■ YOUR ASSIGNMENT: Write out again only the lines that run from the start of the entries to the line containing "that can disagree.", both included.

(Saved entries)
+---+
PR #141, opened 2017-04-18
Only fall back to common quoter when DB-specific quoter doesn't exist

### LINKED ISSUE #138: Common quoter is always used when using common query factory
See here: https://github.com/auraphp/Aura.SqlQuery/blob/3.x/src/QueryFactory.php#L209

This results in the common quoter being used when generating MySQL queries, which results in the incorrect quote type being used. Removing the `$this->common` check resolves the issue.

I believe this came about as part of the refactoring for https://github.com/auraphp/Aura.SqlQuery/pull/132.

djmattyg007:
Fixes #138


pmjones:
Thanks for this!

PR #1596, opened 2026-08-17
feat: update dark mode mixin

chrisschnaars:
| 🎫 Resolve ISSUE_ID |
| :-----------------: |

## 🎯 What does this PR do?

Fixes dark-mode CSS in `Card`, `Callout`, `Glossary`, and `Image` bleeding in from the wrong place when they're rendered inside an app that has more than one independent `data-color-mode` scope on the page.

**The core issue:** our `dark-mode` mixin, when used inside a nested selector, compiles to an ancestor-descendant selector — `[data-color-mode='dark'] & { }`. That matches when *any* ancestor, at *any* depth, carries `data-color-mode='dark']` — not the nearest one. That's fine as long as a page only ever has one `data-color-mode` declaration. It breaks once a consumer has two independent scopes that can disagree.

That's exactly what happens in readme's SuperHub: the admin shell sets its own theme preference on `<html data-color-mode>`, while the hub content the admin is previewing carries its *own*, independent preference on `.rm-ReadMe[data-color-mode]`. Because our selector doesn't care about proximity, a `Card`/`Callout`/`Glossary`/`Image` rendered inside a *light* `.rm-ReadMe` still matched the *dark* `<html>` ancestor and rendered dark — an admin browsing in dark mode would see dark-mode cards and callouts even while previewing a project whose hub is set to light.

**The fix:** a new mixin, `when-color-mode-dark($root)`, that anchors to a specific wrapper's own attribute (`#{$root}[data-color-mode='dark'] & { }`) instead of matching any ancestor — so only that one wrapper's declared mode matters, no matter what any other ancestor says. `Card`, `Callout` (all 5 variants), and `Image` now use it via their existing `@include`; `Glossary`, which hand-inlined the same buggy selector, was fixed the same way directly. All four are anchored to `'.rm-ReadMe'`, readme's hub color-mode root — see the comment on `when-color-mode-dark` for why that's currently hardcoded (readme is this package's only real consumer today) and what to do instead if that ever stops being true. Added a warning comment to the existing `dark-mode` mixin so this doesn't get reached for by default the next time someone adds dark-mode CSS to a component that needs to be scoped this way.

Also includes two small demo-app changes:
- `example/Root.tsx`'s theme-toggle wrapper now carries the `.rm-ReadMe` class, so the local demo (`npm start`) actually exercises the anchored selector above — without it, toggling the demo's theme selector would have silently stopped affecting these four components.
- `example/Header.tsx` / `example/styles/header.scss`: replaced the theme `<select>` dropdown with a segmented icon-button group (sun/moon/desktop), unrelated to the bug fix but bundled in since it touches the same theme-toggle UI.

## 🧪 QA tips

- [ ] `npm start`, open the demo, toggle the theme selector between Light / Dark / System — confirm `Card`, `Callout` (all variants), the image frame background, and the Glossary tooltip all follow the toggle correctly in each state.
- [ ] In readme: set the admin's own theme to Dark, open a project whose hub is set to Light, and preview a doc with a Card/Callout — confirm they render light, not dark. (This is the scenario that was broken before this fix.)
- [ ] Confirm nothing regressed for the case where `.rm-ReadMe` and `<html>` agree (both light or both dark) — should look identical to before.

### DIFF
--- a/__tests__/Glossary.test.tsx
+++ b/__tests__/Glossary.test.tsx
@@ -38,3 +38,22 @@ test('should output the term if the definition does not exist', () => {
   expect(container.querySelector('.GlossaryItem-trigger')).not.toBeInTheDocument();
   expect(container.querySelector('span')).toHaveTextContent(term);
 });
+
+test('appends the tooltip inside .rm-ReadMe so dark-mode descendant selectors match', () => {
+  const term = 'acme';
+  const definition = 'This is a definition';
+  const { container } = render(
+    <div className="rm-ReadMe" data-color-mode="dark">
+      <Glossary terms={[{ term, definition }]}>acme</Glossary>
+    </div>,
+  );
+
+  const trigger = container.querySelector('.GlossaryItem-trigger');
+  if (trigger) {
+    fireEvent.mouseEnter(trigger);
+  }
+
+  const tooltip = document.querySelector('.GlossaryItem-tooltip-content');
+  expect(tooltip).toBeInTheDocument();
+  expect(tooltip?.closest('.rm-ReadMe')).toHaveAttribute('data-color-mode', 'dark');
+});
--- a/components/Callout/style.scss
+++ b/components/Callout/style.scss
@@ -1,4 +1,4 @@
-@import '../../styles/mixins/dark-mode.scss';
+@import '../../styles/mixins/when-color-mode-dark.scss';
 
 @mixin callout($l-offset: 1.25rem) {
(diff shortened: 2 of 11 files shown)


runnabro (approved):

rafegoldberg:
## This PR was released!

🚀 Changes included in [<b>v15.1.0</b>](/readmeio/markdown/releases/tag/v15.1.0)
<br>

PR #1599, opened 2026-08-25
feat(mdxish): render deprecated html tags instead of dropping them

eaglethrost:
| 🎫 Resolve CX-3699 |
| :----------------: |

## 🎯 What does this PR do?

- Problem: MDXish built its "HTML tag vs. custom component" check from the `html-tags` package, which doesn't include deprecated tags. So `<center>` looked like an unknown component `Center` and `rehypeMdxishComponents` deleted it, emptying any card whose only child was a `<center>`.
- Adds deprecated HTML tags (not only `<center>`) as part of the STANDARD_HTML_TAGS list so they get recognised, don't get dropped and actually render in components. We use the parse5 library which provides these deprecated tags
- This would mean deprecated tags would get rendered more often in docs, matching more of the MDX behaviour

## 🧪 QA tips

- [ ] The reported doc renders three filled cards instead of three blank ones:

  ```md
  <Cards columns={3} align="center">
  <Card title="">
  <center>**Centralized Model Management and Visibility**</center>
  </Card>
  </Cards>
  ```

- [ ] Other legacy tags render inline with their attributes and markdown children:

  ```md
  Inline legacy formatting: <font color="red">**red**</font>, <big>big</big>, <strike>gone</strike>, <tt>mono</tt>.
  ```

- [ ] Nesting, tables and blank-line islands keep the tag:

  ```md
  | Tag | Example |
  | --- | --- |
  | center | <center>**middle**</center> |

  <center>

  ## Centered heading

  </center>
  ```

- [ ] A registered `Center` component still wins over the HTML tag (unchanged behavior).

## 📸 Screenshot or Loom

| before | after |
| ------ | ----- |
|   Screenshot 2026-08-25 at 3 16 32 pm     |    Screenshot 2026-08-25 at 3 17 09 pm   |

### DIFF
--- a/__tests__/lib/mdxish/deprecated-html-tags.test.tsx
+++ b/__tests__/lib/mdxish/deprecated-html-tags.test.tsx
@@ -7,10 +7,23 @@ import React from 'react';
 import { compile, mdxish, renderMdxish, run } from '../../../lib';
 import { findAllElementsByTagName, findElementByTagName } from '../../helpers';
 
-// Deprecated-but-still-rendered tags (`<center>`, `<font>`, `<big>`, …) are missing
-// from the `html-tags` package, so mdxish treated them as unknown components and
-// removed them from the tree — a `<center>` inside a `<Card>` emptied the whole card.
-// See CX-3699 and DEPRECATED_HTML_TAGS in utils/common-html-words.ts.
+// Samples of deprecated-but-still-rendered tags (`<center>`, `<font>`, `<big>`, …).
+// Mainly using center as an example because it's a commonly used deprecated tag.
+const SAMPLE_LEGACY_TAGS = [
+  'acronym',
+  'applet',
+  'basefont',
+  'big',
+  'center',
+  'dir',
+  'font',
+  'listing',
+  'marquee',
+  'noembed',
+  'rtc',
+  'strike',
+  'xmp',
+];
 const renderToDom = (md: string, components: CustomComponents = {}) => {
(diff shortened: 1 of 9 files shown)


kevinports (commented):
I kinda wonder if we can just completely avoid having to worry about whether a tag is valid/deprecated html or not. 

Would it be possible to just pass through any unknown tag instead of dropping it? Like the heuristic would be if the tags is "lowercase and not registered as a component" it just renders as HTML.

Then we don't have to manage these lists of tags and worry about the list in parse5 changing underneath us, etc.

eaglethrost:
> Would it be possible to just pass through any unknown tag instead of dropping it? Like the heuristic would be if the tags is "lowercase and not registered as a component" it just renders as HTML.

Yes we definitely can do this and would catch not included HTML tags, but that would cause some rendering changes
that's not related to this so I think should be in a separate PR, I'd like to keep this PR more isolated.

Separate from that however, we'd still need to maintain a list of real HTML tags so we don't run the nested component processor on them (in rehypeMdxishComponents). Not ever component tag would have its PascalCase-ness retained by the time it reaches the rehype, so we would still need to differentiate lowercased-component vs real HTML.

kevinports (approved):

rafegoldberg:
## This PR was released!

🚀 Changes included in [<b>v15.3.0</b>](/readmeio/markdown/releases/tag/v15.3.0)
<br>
+---+
■ OUTPUT FOR THIS EXERCISE:
PR #141, opened 2017-04-18
Only fall back to common quoter when DB-specific quoter doesn't exist

### LINKED ISSUE #138: Common quoter is always used when using common query factory
See here: https://github.com/auraphp/Aura.SqlQuery/blob/3.x/src/QueryFactory.php#L209

This results in the common quoter being used when generating MySQL queries, which results in the incorrect quote type being used. Removing the `$this->common` check resolves the issue.

I believe this came about as part of the refactoring for https://github.com/auraphp/Aura.SqlQuery/pull/132.

djmattyg007:
Fixes #138


pmjones:
Thanks for this!

PR #1596, opened 2026-08-17
feat: update dark mode mixin

chrisschnaars:
| 🎫 Resolve ISSUE_ID |
| :-----------------: |

## 🎯 What does this PR do?

Fixes dark-mode CSS in `Card`, `Callout`, `Glossary`, and `Image` bleeding in from the wrong place when they're rendered inside an app that has more than one independent `data-color-mode` scope on the page.

**The core issue:** our `dark-mode` mixin, when used inside a nested selector, compiles to an ancestor-descendant selector — `[data-color-mode='dark'] & { }`. That matches when *any* ancestor, at *any* depth, carries `data-color-mode='dark']` — not the nearest one. That's fine as long as a page only ever has one `data-color-mode` declaration. It breaks once a consumer has two independent scopes that can disagree.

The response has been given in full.